• **Stored dataset items**
════════

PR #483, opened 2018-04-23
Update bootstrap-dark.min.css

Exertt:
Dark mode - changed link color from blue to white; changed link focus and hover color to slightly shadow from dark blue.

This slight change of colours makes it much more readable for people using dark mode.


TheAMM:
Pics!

════════

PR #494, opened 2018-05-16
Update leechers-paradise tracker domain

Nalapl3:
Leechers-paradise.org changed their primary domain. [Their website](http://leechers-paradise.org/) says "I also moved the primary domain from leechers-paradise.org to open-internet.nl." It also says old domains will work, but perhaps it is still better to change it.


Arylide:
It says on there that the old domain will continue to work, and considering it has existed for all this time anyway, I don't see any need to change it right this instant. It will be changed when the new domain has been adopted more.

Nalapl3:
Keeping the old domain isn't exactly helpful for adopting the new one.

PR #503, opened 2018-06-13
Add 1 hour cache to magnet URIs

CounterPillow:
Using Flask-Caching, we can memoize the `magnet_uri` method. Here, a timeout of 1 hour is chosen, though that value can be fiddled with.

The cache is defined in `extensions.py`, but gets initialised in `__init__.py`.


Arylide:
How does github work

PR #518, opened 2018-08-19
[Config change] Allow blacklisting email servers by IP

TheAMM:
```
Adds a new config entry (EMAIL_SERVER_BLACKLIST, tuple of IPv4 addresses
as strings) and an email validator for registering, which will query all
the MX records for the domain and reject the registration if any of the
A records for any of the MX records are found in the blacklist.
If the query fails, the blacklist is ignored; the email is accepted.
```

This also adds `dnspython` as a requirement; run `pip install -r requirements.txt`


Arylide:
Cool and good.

════════

• **WHAT YOU HAVE TO DO**
For every line above that holds the word "records", report the whole line.

• **WRITTEN RESPONSE**
the MX records for the domain and reject the registration if any of the
A records for any of the MX records are found in the blacklist.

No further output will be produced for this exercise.